PROBLEM
Please repeat, from the entries that follow, the lines from the one containing "[WIP] renaming files" through the one containing "Hi, sorry for" exactly, adding nothing.

INPUT DATA
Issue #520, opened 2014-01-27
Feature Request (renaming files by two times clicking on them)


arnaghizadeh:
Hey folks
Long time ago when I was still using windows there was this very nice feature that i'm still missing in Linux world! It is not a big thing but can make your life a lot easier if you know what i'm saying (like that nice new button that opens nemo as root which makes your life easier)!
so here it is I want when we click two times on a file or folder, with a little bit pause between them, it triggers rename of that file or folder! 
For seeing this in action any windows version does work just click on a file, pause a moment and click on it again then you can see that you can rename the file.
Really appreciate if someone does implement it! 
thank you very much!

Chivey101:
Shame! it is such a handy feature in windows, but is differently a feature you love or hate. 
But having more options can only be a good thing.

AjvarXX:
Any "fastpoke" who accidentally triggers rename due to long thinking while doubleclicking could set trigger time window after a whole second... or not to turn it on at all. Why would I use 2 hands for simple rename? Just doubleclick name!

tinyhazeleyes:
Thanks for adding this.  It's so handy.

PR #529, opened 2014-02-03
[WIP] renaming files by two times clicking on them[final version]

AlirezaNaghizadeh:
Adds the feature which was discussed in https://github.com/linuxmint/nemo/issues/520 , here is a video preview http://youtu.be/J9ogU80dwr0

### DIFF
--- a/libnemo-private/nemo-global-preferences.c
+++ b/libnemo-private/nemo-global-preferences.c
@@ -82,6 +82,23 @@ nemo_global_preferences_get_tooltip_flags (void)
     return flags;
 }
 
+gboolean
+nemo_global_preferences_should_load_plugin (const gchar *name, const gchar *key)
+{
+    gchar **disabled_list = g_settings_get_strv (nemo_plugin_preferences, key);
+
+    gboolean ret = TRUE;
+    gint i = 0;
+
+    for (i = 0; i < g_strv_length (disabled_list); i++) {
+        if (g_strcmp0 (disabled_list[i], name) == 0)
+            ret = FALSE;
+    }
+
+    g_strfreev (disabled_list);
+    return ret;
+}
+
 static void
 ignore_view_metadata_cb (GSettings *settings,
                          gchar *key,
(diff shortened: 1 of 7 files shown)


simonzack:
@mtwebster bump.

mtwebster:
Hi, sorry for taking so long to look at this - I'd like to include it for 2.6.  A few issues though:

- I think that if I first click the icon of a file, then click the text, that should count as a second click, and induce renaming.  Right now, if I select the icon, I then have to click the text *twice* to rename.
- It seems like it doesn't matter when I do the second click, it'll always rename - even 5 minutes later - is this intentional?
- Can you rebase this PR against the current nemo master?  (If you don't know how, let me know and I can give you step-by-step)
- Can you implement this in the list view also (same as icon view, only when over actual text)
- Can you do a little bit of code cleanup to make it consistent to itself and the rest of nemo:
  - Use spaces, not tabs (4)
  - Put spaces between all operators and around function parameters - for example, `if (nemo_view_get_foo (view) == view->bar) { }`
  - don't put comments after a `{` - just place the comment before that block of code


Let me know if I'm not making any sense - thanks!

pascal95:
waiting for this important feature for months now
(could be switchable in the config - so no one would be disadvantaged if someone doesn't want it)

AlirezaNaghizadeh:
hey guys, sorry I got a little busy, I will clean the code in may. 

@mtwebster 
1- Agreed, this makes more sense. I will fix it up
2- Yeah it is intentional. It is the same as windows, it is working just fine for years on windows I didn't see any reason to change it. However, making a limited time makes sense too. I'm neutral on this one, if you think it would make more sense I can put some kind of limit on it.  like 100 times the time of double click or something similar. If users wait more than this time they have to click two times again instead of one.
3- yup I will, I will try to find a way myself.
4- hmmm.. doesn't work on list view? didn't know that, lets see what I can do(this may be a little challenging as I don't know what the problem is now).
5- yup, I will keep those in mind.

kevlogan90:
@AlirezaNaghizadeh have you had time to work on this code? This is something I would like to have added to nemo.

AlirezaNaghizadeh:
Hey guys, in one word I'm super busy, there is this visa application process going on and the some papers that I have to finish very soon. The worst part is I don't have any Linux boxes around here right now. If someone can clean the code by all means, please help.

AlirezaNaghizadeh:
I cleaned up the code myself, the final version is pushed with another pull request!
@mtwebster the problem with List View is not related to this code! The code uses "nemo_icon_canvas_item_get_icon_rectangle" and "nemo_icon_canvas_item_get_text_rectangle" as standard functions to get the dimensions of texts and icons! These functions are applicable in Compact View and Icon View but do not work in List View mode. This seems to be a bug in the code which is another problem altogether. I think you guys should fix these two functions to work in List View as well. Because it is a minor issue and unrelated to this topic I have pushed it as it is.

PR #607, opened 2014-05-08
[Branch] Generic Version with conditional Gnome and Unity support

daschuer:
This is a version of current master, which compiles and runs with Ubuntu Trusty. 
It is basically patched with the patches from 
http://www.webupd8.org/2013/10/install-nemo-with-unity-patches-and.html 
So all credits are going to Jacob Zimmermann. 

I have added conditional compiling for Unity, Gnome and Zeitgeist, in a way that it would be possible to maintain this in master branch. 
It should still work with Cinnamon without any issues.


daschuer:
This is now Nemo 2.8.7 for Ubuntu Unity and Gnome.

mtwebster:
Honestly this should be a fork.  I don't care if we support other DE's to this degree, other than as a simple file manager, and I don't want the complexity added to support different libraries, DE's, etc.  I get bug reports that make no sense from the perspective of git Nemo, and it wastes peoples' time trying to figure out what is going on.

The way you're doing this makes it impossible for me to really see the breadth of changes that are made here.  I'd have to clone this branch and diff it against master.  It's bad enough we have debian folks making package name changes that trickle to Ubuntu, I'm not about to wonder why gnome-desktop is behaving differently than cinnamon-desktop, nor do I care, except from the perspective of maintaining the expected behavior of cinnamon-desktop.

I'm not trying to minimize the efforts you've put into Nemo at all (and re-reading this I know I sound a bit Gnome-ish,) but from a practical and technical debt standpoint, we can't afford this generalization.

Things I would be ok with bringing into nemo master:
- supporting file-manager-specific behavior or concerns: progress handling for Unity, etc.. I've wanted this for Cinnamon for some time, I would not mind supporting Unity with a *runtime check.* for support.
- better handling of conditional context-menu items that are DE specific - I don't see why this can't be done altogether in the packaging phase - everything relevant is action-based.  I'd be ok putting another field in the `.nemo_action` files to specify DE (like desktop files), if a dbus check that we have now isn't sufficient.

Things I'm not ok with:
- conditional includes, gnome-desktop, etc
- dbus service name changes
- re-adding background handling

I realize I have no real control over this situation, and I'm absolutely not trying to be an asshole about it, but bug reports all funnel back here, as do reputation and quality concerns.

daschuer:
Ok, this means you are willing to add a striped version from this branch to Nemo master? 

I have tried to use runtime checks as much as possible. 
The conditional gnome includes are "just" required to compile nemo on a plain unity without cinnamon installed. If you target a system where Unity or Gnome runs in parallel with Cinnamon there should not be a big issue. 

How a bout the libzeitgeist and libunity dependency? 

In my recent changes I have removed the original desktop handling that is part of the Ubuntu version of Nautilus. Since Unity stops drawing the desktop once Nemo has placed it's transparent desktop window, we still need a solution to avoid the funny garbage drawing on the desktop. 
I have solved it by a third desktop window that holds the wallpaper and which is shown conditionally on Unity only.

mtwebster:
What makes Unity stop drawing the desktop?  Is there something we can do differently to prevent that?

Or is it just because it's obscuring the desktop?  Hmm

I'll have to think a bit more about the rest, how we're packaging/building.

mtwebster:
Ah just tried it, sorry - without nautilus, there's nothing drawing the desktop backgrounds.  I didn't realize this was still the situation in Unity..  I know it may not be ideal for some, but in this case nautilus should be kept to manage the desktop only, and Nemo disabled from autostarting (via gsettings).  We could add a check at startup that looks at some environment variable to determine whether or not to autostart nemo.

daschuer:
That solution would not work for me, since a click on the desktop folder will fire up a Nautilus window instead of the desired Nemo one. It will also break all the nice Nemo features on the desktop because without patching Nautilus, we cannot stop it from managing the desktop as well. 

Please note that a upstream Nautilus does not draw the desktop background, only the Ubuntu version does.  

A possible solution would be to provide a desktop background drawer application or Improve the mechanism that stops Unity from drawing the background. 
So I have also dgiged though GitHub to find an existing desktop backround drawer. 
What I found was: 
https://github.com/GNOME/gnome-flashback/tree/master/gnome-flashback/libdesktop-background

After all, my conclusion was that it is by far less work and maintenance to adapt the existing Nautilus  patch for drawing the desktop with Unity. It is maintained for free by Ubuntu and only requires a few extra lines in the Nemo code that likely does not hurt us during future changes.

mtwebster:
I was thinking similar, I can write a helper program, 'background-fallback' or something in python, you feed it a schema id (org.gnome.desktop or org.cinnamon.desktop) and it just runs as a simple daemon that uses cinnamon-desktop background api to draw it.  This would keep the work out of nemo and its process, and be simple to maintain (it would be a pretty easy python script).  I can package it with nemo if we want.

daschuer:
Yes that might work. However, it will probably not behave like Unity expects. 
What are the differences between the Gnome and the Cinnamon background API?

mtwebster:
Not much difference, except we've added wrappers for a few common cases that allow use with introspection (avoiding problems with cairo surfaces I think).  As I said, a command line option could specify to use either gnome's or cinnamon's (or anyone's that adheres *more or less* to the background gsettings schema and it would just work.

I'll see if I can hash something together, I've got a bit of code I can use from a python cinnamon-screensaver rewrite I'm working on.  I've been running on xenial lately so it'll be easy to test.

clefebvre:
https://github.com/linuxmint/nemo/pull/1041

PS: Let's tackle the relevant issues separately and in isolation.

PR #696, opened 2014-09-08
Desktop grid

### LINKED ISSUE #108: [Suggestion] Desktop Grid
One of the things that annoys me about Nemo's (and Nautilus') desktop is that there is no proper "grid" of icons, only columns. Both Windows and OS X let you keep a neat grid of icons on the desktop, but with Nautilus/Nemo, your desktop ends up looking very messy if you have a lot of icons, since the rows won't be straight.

YOUR SOLUTION
[WIP] renaming files by two times clicking on them[final version]

AlirezaNaghizadeh:
Adds the feature which was discussed in https://github.com/linuxmint/nemo/issues/520 , here is a video preview http://youtu.be/J9ogU80dwr0

### DIFF
--- a/libnemo-private/nemo-global-preferences.c
+++ b/libnemo-private/nemo-global-preferences.c
@@ -82,6 +82,23 @@ nemo_global_preferences_get_tooltip_flags (void)
     return flags;
 }
 
+gboolean
+nemo_global_preferences_should_load_plugin (const gchar *name, const gchar *key)
+{
+    gchar **disabled_list = g_settings_get_strv (nemo_plugin_preferences, key);
+
+    gboolean ret = TRUE;
+    gint i = 0;
+
+    for (i = 0; i < g_strv_length (disabled_list); i++) {
+        if (g_strcmp0 (disabled_list[i], name) == 0)
+            ret = FALSE;
+    }
+
+    g_strfreev (disabled_list);
+    return ret;
+}
+
 static void
 ignore_view_metadata_cb (GSettings *settings,
                          gchar *key,
(diff shortened: 1 of 7 files shown)


simonzack:
@mtwebster bump.

mtwebster:
Hi, sorry for taking so long to look at this - I'd like to include it for 2.6.  A few issues though:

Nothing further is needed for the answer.